Supplied data »
PR #143, opened 2026-07-22
fix(perception): make build_molecule_from_model authoritative in both directions (K2)

kent-tokyo:
## OPEN DECISION -- needs explicit sign-off before merge

The task brief listed 6 fixtures (tropylium, imidazolium, pyridinium, pyrylium, tellurophene, phosphole) that should all end up with aromatic flags **matching RDKit**. After this fix:

- **4/6 (tropylium, imidazolium, pyridinium, pyrylium) fully match RDKit** under the default `Huckel` engine — verified via the 40-fixture oracle.
- **2/6 (tellurophene, phosphole) cannot**, under the default engine, without extending it to support Se/Te/P generically — which the task's own hard constraints forbid ("do NOT add a new aromaticity model" / RFC section 6 explicitly scopes Se/Te/P support as separate, opt-in, algorithm-shaped future work). Instead they become **correctly, consistently non-aromatic** (atom and bond flags agree with each other) but still **disagree with RDKit** (RDKit says aromatic).

This is a genuine requirement-vs-constraint conflict, not something I resolved unilaterally: the two options are (a) accept honest demotion for these two as the correct outcome under the stated constraints, or (b) relax the constraint and let this PR (or a follow-up) extend default-engine element support for Se/Te/P. I did (a) and named the new bucket accordingly (`kekulize_succeeds_model_consistently_nonaromatic_disagrees_with_rdkit` — deliberately not "correctly_nonaromatic", since that would overclaim RDKit agreement that doesn't exist). Flagging for your call before merge.

## Branch / scope

Branch: `fix/aromaticity-flag-demotion-k2`, forked from `main` at `b184f2234df7783ba4fcbe3867ee85fa5c486bc4` (verified via `git merge-base --is-ancestor`).

**Files touched:**
- `crates/chematic-perception/src/aromaticity.rs` — the production fix (`build_molecule_from_model` + `ring_pi_electrons` + its diagnostic twin `evaluate_atom_pi_contribution_inner`, kept in sync per the file's own anti-drift design).
- `crates/chematic-perception/examples/aromaticity_flag_demotion_k2_corpus.rs` (new) — corpus-level before/after diagnostic dump.
- `crates/chematic-chem/examples/aromaticity_flag_demotion_k2_descriptor_check.rs` (new) — read-only downstream descriptor cross-check.
- `scripts/aromaticity_rdkit_parity_diagnosis.py` — baseline update (new bucket + 8 fixtures' expected bucket, two new self-tests).
- `scripts/aromaticity_flag_demotion_k2_corpus_diagnosis.py` (new) — corpus before/after analysis.
- `validation/results/*` — regenerated/new artifacts (see below).

**Explicitly out of scope, not touched:** `chematic-core/src/kekulization.rs` (K1's territory), `AromaticityAlgorithm`'s default or variants, `chematic-fp`, `chematic-chem` production code, `chematic-smiles`, `chematic-cip`, `chematic-core/src/element.rs`.

**Stop condition:** all reached — 40-fixture oracle re-run and every bucket migration accounted for, zero regressions on the full test suite, corpus + descriptor + ECFP4 cross-checks run and reported, `bash scripts/check.sh` green, PR opened, not merged.

## Mechanism: before vs after

`build_molecule_from_model` previously only **promoted**:
```rust
if model.is_atom_aromatic(idx) { a.aromatic = true; }  // never demoted
```
Now it assigns the model's verdict in **both directions**. Bond orders are computed first (the formula itself is unchanged — model's verdict when it confirms aromaticity, `bond.order` otherwise); an atom's flag is then `model.is_atom_aromatic(idx) OR (it sits on a bond whose final order is still Aromatic)`. That OR-clause is the atomicity/fallback guarantee the task asked for: it only ever fires when the caller passed in a molecule that still carries a stale, never-Kekulized `Aromatic` bond order for a ring the model can't independently verify — there is no trustworthy Kekule value to demote to in that case, so the atom and its bond are kept consistent with each other (both aromatic) rather than the atom being demoted against a bond order that still literally reads "Aromatic" (a worse, self-contradictory state than the pre-fix one). This mirrors RDKit's own sanitization order (`Kekulize` always runs before `setAromaticity` in `MolOps::sanitizeMol`; empirically confirmed: a molecule RDKit can't Kekulize fails `SanitizeMol` outright rather than partially computing aromaticity — `Chem.MolFromSmiles('c1cccc1', sanitize=False)` + `Chem.SanitizeMol` raises `KekulizeException`, tested directly against the pinned `rdkit==2026.03.3`).

A second, coordinated fix was necessary for the demotion to produce **correct** results, not just consistent ones: `ring_pi_electrons` (and its diagnostic twin) had its own charge-blindness bug, independent of K1's `kekulization.rs` fix — a protonated ring N/O and a cationic ring C were scored as if neutral (e.g. pyridinium's `[nH+]` was treated as pyrrole-type, contributing 2π instead of 1π). Fixed by mirroring K1's own charge-aware rules in this separate Hückel pi-electron-counting layer. Without this, fixing `build_molecule_from_model` alone would only make 4 of the 6 fixtures *consistently but wrongly* non-aromatic.

## 40-fixture oracle bucket migrations (`scripts/aromaticity_rdkit_parity_diagnosis.py`, rdkit==2026.03.3)

| Fixture | Before | After |
|---|---|---|
| tropylium_cation | `kekulize_succeeds_model_disagrees_atom_bond_flags_inconsistent` | `matches_rdkit_exact_kekule` |
| imidazolium | same | `matches_rdkit_exact_kekule` |
| pyridinium | same | `matches_rdkit_exact_kekule` |
| pyrylium | same | `matches_rdkit_exact_kekule` |
| azulene | same | `kekulize_succeeds_model_consistently_nonaromatic_disagrees_with_rdkit` (new bucket) |
| selenophene | same | same new bucket |
| tellurophene | same | same new bucket |
| phosphole | same | same new bucket |

All other 32 fixtures unchanged. `unexplained: 0`, `baseline_drift: 0` after updating `EXPECTED_BUCKET_BY_ID`.

## 5,000-molecule corpus (`scripts/descriptor_census_corpus.smi`, reused from PR #137, not rebuilt)

Two calling conventions, both documented as supported by `apply_aromaticity`'s own doc comment:

- **"raw"** (`apply_aromaticity` called directly on freshly-parsed, un-Kekulized input): **0 atom/bond flag changes across all 5,000 molecules.** This is also what every real production caller I found actually does — `chematic-chem/src/descriptors.rs`'s two `apply_aromaticity` call sites (`tpsa`, `tpsa_per_atom`) and `chematic-py`'s `from_smiles` path never Kekulize first (verified by reading the call sites).
- **"kekulized"** (Kekulize first, matching RDKit's own sanitization order and the 40-fixture oracle's own methodology): **499 atom demotions across 84/5,000 molecules, 0 promotions, 0 bond changes.** Self-consistency improved (84→0 molecules with an inconsistent atom/bond flag pair). **This is a genuine RDKit-agreement regression on this pathway, reported honestly, not netted to zero**: checked all 84 directly against RDKit — every one newly *disagrees* with RDKit (0 newly agree). These are pre-existing Hückel-model false negatives on fused bicyclic N-heteroaromatics — a mix of the already-documented azulene-shaped non-alternant case and other fused diazines I did not root-cause further (out of scope for this PR) — unmasked, not introduced, exactly as `docs/aromaticity_rdkit_parity_rfc.md` section 6 predicted ("fixing #2 alone... is not a pure strictly-additive improvement").

Full numbers: `validation/results/aromaticity_flag_demotion_k2_corpus_summary.json`; the 84 changed molecules' full before/after flags: `validation/results/aromaticity_flag_demotion_k2_corpus_changed_only.jsonl`.

## Downstream cross-checks (read-only, no production code touched in either crate)

- **PR #135's ECFP4 bit-exact matrix (6 fixtures):** unaffected. `rdkit_morgan_ecfp4_experimental` depends on `apply_aromaticity_rdkit_parity_experimental` (`crates/chematic-perception/src/rdkit_parity.rs`), a separate engine this PR does not touch (it clears aromatic flags before Kekulizing, so the promote-only bug never applied to it). Re-ran the dump: byte-identical to the committed one, still 6/6 `verified_bit_exact` (0/33 unclassified in the full matrix).
- **PR #137's descriptor census (14 `depends-on-aromaticity` values):** unaffected on this corpus. Computed all 14 (`hbd_count`, `hba_count`, `tpsa`, `fsp3`, `aromatic_ring_count`, `hba_count_lipinski`, `num_aliphatic_rings`, `num_saturated_rings`, `num_aromatic_heterocycles`, `num_aliphatic_heterocycles`, `num_saturated_heterocycles`, `egan_passes`, `pfizer_3_75_passes`, `tpsa_per_atom`) for the 5,000-molecule corpus plus the 6 fixtures, before and after: byte-identical diff (0 changes), consistent with the "raw" pathway finding above (`count_aromatic_rings` itself also only calls `apply_aromaticity` for genuinely-Kekule input with no pre-existing flags at all, bypassing this fix's code path entirely for the standard aromatic-notation corpus).

## Test results

- `cargo test -p chematic-perception --lib`: 149 passed, 2 pre-existing ignored, 0 failed.
- `cargo test --workspace --lib --quiet`: 0 failures across all 19 crates.
- `bash scripts/check.sh`: all green (fmt, clippy `-D warnings`, full workspace unit+integration tests, cargo-deny, publish graph, version consistency).

## Not done / explicitly out of scope

- Se/Te/P support for the default `Huckel` engine (the open decision above).
- The non-alternant/azulene-shaped Hückel model gap, and the other fused-diazine false negatives found in the 84-molecule corpus set — not root-caused, flagged as future work.
- Anything in `chematic-core/src/kekulization.rs`, `element.rs`, `chematic-fp`, `chematic-chem` production code, `chematic-smiles`, `chematic-cip`.


kent-tokyo:
Splitting per coordinator review: the charge-aware ring_pi_electrons fix is now #144 (fix/aromaticity-charge-aware-pi-electrons-k2a, ready to merge). The build_molecule_from_model demotion fix continues as a fresh K2b PR based on #144's tip, with a required deep cluster diagnosis of the 84-molecule/499-flag corpus regression before it can be considered mergeable. Closing this combined PR in favor of the two split ones.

Assignment »
Look through the listing above and copy each line where the string "azulene" occurs.

Result »
| azulene | same | `kekulize_succeeds_model_consistently_nonaromatic_disagrees_with_rdkit` (new bucket) |
- **"kekulized"** (Kekulize first, matching RDKit's own sanitization order and the 40-fixture oracle's own methodology): **499 atom demotions across 84/5,000 molecules, 0 promotions, 0 bond changes.** Self-consistency improved (84→0 molecules with an inconsistent atom/bond flag pair). **This is a genuine RDKit-agreement regression on this pathway, reported honestly, not netted to zero**: checked all 84 directly against RDKit — every one newly *disagrees* with RDKit (0 newly agree). These are pre-existing Hückel-model false negatives on fused bicyclic N-heteroaromatics — a mix of the already-documented azulene-shaped non-alternant case and other fused diazines I did not root-cause further (out of scope for this PR) — unmasked, not introduced, exactly as `docs/aromaticity_rdkit_parity_rfc.md` section 6 predicted ("fixing #2 alone... is not a pure strictly-additive improvement").
- The non-alternant/azulene-shaped Hückel model gap, and the other fused-diazine false negatives found in the 84-molecule corpus set — not root-caused, flagged as future work.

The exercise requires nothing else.